PR #3273, opened 2026-08-22
fix(tensor-pool): add missing imports in tensor_info.py

### LINKED ISSUE #3270: tensor-pool: `import dora_tensor_pool` fails with NameError — `tensor_info.py` has no imports (regression from #3249)
## Summary

The `dora_tensor_pool` Python package is **completely unimportable**. `import dora_tensor_pool` raises `NameError: name 'torch' is not defined` before any function is called, so every consumer that the #3249 refactor rewired to the new package is broken.

- **Introduced by:** commit f9ba98b — `refactor(python)!: move the CUDA helpers out of `dora` into the `dora_tensor_pool` extension` (#3249)
- **File:** `libraries/extensions/tensor-pool/python/dora_tensor_pool/tensor_info.py`

## Root cause

`tensor_info.py` contains **zero import statements**, yet references `torch`, `np` (numpy), `ctypes`, and `_CudaArrayInterface` at module scope and in function bodies:

- `torch` at **module scope** — `tensor_info.py:14` (`_DTYPE_MAP = {"<i8": torch.int64, ...}`) and `:43` (`_TORCH_TO_NUMPY_DTYPE_MAP`)
- `np` — the dtype map and the function bodies (`:44`–`:53`, `:133`, `:138`, `:142`, `:157`)
- `ctypes` — `:151` (`(ctypes.c_byte * size).from_address(ptr)`)
- `_CudaArrayInterface` — `:143` (the class lives in `cuda.py` and is not imported here)

The new `dora_tensor_pool/__init__.py` eagerly runs `from .tensor_info import get_tensor_info, tensor_from_info`, so merely importing the package executes `tensor_info.py`'s module body and dies on the first line that dereferences `torch`.

This is a classic "promoted parked code" regression: the file was previously `tensor_info_helpers.py`, dead code that nothing imported, so its missing imports never mattered. #3249 renamed it to `tensor_info.py` and wired it into `__init__.py` **without adding the imports it always lacked**. `cuda.py` is fine — it imports `ctypes`, `numpy`, `pyarrow`, `torch` at its top; only `tensor_info.py` is broken.

There is also an internal contradiction worth noting: `cuda.py:34` deliberately resolves the CUDA runtime lazily so that "non-CUDA hosts (and macOS/Windows importers that never touch IPC) can `import dora_tensor_pool` without blowing up at module load." `tensor_info.py`'s module-scope `torch`/`np` dereferences defeat that goal on every platform — the import fails even where torch is installed, because the name is simply never bound in this module.

## Reproduction

```python
>>> import dora_tensor_pool
Traceback (most recent call last):
  ...
  File ".../dora_tensor_pool/tensor_info.py", line 14, in <module>
    "<i8": torch.int64,
NameError: name 'torch' is not defined
```

Confirmed by static analysis (`ast` reports 0 import statements) and by exec-ing the module body: it fails at line 14 regardless of whether torch/numpy are installed, because the names are never bound.

## Blast radius

Total — every rewired consumer fails at import time:

- `libraries/extensions/tensor-pool/examples/receiver.py`, `sender.py`
- `examples/cuda-benchmark/{sender,receiver,demo_sender,demo_receiver}.py`
- Documented usage in `docs/api-python.md`, `guide/src/languages/python.md`, and `libraries/extensions/tensor-pool/README.md`

A pure-CPU consumer that only wants `get_tensor_info` is broken too, since the failure is at package load, not at call.

## Why it shipped

No test anywhere imports `dora_tensor_pool` or references these helpers, and the example dataflows in this extension are not run in CI. A one-line `import dora_tensor_pool` smoke test would have caught it.

## Suggested fix

Add the missing imports at the top of `tensor_info.py`:

```python
import ctypes

import numpy as np
import torch

from .cuda import _CudaArrayInterface
```

And add a minimal import smoke test (e.g. `import dora_tensor_pool` + a `get_tensor_info` round-trip) so the package's import path is exercised in CI.

---

*This issue was filed by an automated Claude review job (scheduled task) that inspects recent commits/PRs for regressions. The finding above was reproduced directly against the current `main` (tip `70390f1`) before filing.*

phil-opp:
## Summary

`libraries/extensions/tensor-pool/python/dora_tensor_pool/tensor_info.py` referenced `torch`, `np`, `ctypes`, and `_CudaArrayInterface` at module scope and in function bodies but had **no** `import` statements. Because `dora_tensor_pool/__init__.py` re-exports `get_tensor_info` / `tensor_from_info` from that module, plain `import dora_tensor_pool` failed at module load time with `NameError: name 'torch' is not defined` (triggered by `_DTYPE_MAP` at module scope). Every consumer that #3249 rewired to the new package was broken.

## Fix

Add the four missing imports at the top of `tensor_info.py`:

- `import ctypes` — used by `tensor_from_info` (`ctypes.c_byte * size`)
- `import numpy as np` — used by `_TORCH_TO_NUMPY_DTYPE_MAP` and the size / shape / dtype validation
- `import torch` — used by both dtype maps and the tensor helpers
- `from .cuda import _CudaArrayInterface` — used in the CUDA branch of `tensor_from_info`. Kept internal to the package by importing the underscore-prefixed name directly from the sibling module (matches how `cuda.py` defines it).

No behavior change — this restores the module to a state where its own code can execute.

Closes #3270

---

### DIFF
--- a/libraries/extensions/tensor-pool/python/dora_tensor_pool/tensor_info.py
+++ b/libraries/extensions/tensor-pool/python/dora_tensor_pool/tensor_info.py
@@ -10,6 +10,13 @@ it. Reinstating these belongs on the dora-pool side of the seam, not in the
 `dora` package. See ../README.md.
 """
 
+import ctypes
+
+import numpy as np
+import torch
+
+from .cuda import _CudaArrayInterface
+
 _DTYPE_MAP = {
     "<i8": torch.int64,
     "<i4": torch.int32,


phil-opp:

No issues found. The four added imports all resolve to real uses in `tensor_info.py`:
- `torch` — `_DTYPE_MAP` / `_TORCH_TO_NUMPY_DTYPE_MAP` at module scope plus the tensor helpers
- `np` — `_TORCH_TO_NUMPY_DTYPE_MAP`, `np.dtype`, `np.frombuffer`
- `ctypes` — `ctypes.c_byte * size` in `tensor_from_info`
- `_CudaArrayInterface` — the CUDA branch of `tensor_from_info`; importing the underscore name directly from `.cuda` matches how `cuda.py` defines it

Since `_DTYPE_MAP` dereferences `torch` at module load, the missing imports really would have broken `import dora_tensor_pool` outright (via the `__init__.py` re-export), so the fix is on the mark. I checked the rest of the module too — no other unresolved names.

One unrelated observation while reading: `_ArrayInterface` (the CPU `__array_interface__` wrapper, ~line 62) appears to be defined but never used in this module — possibly worth removing in a follow-up, but it's outside the scope of this fix.

---

PR #3274, opened 2026-08-22
fix(ros2-bridge): reject null primitive/bool elements in array/sequence serialization

### LINKED ISSUE #3271: ros2-bridge: null element in a primitive/bool array or sequence field is silently encoded as 0/false (silent data corruption)
## Summary

In the ROS2-bridge Arrow→CDR serializer, a **null element inside a primitive or bool `array`/`sequence` field** is silently encoded as the underlying buffer default (`0` / `false`) instead of being rejected. This produces a structurally-valid ROS2 message that contains values the producer never sent — silent data corruption on the wire.

This is the primitive/bool analog of the string-element bug fixed in **#3254** (`reject null string elements in array/sequence serialization`). That fix covered `string[N]` / `string[]` / `wstring...`, but the primitive and bool array/sequence paths were left iterating `array.values()`, which ignores the Arrow validity bitmap.

## The invariant being violated

The serializer documents its own rule in `check_not_null` (`libraries/extensions/ros2-bridge/arrow/src/serialize/mod.rs:243-262`):

> ROS2 messages (and the CDR wire format) have no null concept, but `Array::value(0)` returns the physical buffer slot regardless of the validity bit — for a null it silently yields a default (`0`/`false`/`""`). Serializing that would invent a value the producer never sent, so reject it instead …

This invariant is enforced for:
- scalar primitive (`as_single_primitive`, `serialize/primitive.rs:87`) ✅
- scalar bool (`serialize/primitive.rs:61`) ✅
- scalar string/wstring (`serialize/mod.rs:151,157,175,181`) ✅
- `string[N]` / `wstring[N]` fixed arrays (`serialize/array.rs:327,344`, via `reject_null_string_element`) ✅ (#3254)
- `sequence<string>` / `sequence<wstring>` (`serialize/sequence.rs:219,234`) ✅ (#3254)

…but **not** for the numeric/bool array and sequence paths, which is the bug.

## Affected code (all iterate `array.values()` with no null check)

- `BasicArrayAsTuple::serialize` — fixed `int8[N]`…`float64[N]` — `serialize/array.rs:282`
- `BoolArrayAsTuple::serialize` — fixed `bool[N]` — `serialize/array.rs:307`
- `BasicSequence::serialize` — `int8[]`…`float64[]` — `serialize/sequence.rs:261`
- `BoolArray::serialize` — `bool[]` — `serialize/sequence.rs:343`

For example:

```rust
// serialize/array.rs — BasicArrayAsTuple::serialize
check_array_len(array.len(), self.len)?;
for value in array.values() {          // <-- .values() ignores the null bitmap
    seq.serialize_element(value)?;      //     a null slot serializes as 0
}
```

`array.values()` returns the raw physical value buffer, including the slots at null positions (which hold `0`). There is no `check_not_null` / `reject_null_*` equivalent here, and no way for the current code path to error on a null.

## Reproduction (verified)

Producer sends an `int32[3]` field as an Arrow `List<Int32>` with a null middle element (`[1, null, 3]` — the kind of value pyarrow readily produces). A temporary test added to `serialize/array.rs`:

```rust
let messages = fixed_array_message(NestableType::BasicType(BasicType::I32)); // int32[3]
let item = Arc::new(Field::new("item", DataType::Int32, true));
let list = ListArray::new(
    item.clone(),
    OffsetBuffer::from_lengths([3usize]),
    Arc::new(Int32Array::from(vec[Some(1), None, Some(3)])), // <-- null element
    None,
);
let struct_array = StructArray::from(vec[(
    Arc::new(Field::new("names", DataType::List(item), false)),
    Arc::new(list) as ArrayRef,
)]);
let value = Arc::new(struct_array) as ArrayRef;
let bytes = cdr_encoding::to_vec::<_, LittleEndian>(&TypedValue { value: &value, type_info: &type_info });
assert!(bytes.is_err(), "expected the null to be rejected");
```

Observed result — serialization **succeeds** and emits:

```
[1, 0, 0, 0,  0, 0, 0, 0,  3, 0, 0, 0]   // CDR i32[3] little-endian = [1, 0, 3]
```

The producer sent `[1, null, 3]`; the ROS2 peer receives `[1, 0, 3]`. No error is raised. The scalar path already rejects the equivalent single null (`null_scalar_field_is_rejected` test in `serialize/mod.rs`), so the array/sequence paths are inconsistent with both the scalar path and the string array/sequence paths.

## Suggested fix

Mirror the string fix: reject (rather than substitute) a null element in the primitive/bool array and sequence paths. Concretely, in `BasicArrayAsTuple`, `BoolArrayAsTuple`, `BasicSequence`, and `BoolArray`, return an error if `array.null_count() > 0` (or iterate with the validity mask and error on the first `None`), matching `reject_null_string_element`'s message/behavior. The `ByteSequence`/`Binary` byte-buffer paths are unaffected (a `Binary` value has no per-element validity). Regression tests should cover a null element in `int32[N]`, `int32[]`, `bool[N]`, and `bool[]`, alongside the existing string cases.

---

*This issue was filed automatically by a scheduled, unattended Claude Code review of the dora codebase (a periodic bug-hunting routine). The finding above was verified by compiling and running the reproduction against the current `main` (commit 70df... / branch tip at time of run); no human has reviewed it yet. Please treat the analysis as a starting point and verify before acting.*

phil-opp:
## Summary

In the ROS2-bridge Arrow→CDR serializer, a null element inside a primitive or bool `array`/`sequence` field was silently encoded as the buffer default (`0` / `false`) instead of being rejected — a valid CDR message containing values the producer never sent (silent data corruption).

This is the primitive/bool analog of #3254, which covered the string element path. The invariant is documented in `check_not_null` (`serialize/mod.rs`).

**Repro:** producer sends `int32[3] = [1, null, 3]` as a `List<Int32>` → CDR bytes `[1, 0, 3]` reach the ROS2 peer with no error.

**Affected code** (all iterated `array.values()`, which returns the raw value buffer and ignores the validity bitmap):

- `BasicArrayAsTuple::serialize` — fixed `int8[N]`…`float64[N]` (`serialize/array.rs`)
- `BoolArrayAsTuple::serialize` — fixed `bool[N]` (`serialize/array.rs`)
- `BasicSequence::serialize` — `int8[]`…`float64[]` (`serialize/sequence.rs`)
- `BoolArray::serialize` — `bool[]` (`serialize/sequence.rs`)

## Fix

- Add `reject_null_element(array, type_name)` in `serialize/mod.rs`. Short-circuits when `array.null_count() == 0`; otherwise reports the first null index in the same format as the existing `reject_null_string_element`.
- Call it from the four sites above, right after the existing `check_array_len` guard (fixed) or before allocating the seq (sequence).
- No change to the `ByteSequence` / `Binary` byte-buffer paths — a `Binary` value has no per-element validity.

## Tests

New regression tests, added alongside the existing `null_scalar_field_is_rejected` / `*_string_array_null_element_is_rejected` cases:

- `fixed_int32_array_null_element_is_rejected` (`int32[3]`)
- `fixed_bool_array_null_element_is_rejected` (`bool[3]`)
- `int32_sequence_null_element_is_rejected` (`int32[]`)
- `bool_sequence_null_element_is_rejected` (`bool[]`)

Each test asserts (a) a `[Some, None, Some]` list is rejected and (b) an all-present list still serializes. `cargo test -p dora-ros2-bridge-arrow --lib`: 28 passed, 0 failed. `cargo fmt --all -- --check` and `cargo clippy -p dora-ros2-bridge-arrow --all-targets -- -D warnings` are clean.

Closes #3271

---

### DIFF
--- a/libraries/extensions/ros2-bridge/arrow/src/serialize/array.rs
+++ b/libraries/extensions/ros2-bridge/arrow/src/serialize/array.rs
@@ -12,7 +12,7 @@ use serde::ser::SerializeTuple;
 
 use crate::TypeInfo;
 
-use super::{TypedValue, check_array_len, error, reject_null_string_element};
+use super::{TypedValue, check_array_len, error, reject_null_element, reject_null_string_element};
 
 /// Serialize an array with known size as tuple.
 pub struct ArraySerializeWrapper<'a> {
@@ -278,6 +278,7 @@ where
             .as_primitive_opt()
             .ok_or_else(|| error(format!("not a primitive {} array", type_name::<T>())))?;
         check_array_len(array.len(), self.len)?;
+        reject_null_element(array, type_name::<T>())?;
 
         for value in array.values() {
             seq.serialize_element(value)?;
@@ -303,6 +304,7 @@ impl serde::Serialize for BoolArrayAsTuple<'_> {
             .as_boolean_opt()
             .ok_or_else(|| error("not a boolean array"))?;
         check_array_len(array.len(), self.len)?;
+        reject_null_element(array, "bool")?;
 
         for value in array.values() {
             seq.serialize_element(&value)?;
@@ -353,7 +355,8 @@ mod tests {
 
     use arrow::{
         array::{
-            ArrayRef, BinaryArray, Int32Array, ListArray, StringArray, StructArray, UInt8Array,
+            ArrayRef, BinaryArray, BooleanArray, Int32Array, ListArray, StringArray, StructArray,
+            UInt8Array,
         },
         buffer::OffsetBuffer,
         datatypes::{DataType, Field},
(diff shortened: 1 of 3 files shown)


phil-opp:

No issues found. I traced this against the diff and the surrounding serializer:

- The four guarded call sites (`BasicArrayAsTuple`, `BoolArrayAsTuple`, `BasicSequence`, `BoolArray`) are exactly the four `.values()` value-buffer iterations in `serialize/`, so there's no primitive/bool path left unguarded. The byte-buffer paths are rightly excluded, and the `ByteSequence` uint8 fallback picks up the guard for free via `BasicSequence<UInt8Type>`.
- `reject_null_element` is sound: `null_count() == 0` fast path, first-null index for the message, and the guard runs before any element is emitted (after `check_array_len` for fixed arrays, before `serialize_seq` for sequences), so a null fails cleanly with no partial CDR output.
- The tests exercise the real path through `cdr_encoding::to_vec` and assert both rejection-on-null and success-when-all-present, so they'd fail on the pre-fix code and also catch accidental over-rejection.

Nice symmetry with the #3254 string-element fix. Nothing blocking from my read.

---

___

Action item - Please copy each line of the material that has the string "runs" somewhere in it.

Finished task -
The new `dora_tensor_pool/__init__.py` eagerly runs `from .tensor_info import get_tensor_info, tensor_from_info`, so merely importing the package executes `tensor_info.py`'s module body and dies on the first line that dereferences `torch`.
- `reject_null_element` is sound: `null_count() == 0` fast path, first-null index for the message, and the guard runs before any element is emitted (after `check_array_len` for fixed arrays, before `serialize_seq` for sequences), so a null fails cleanly with no partial CDR output.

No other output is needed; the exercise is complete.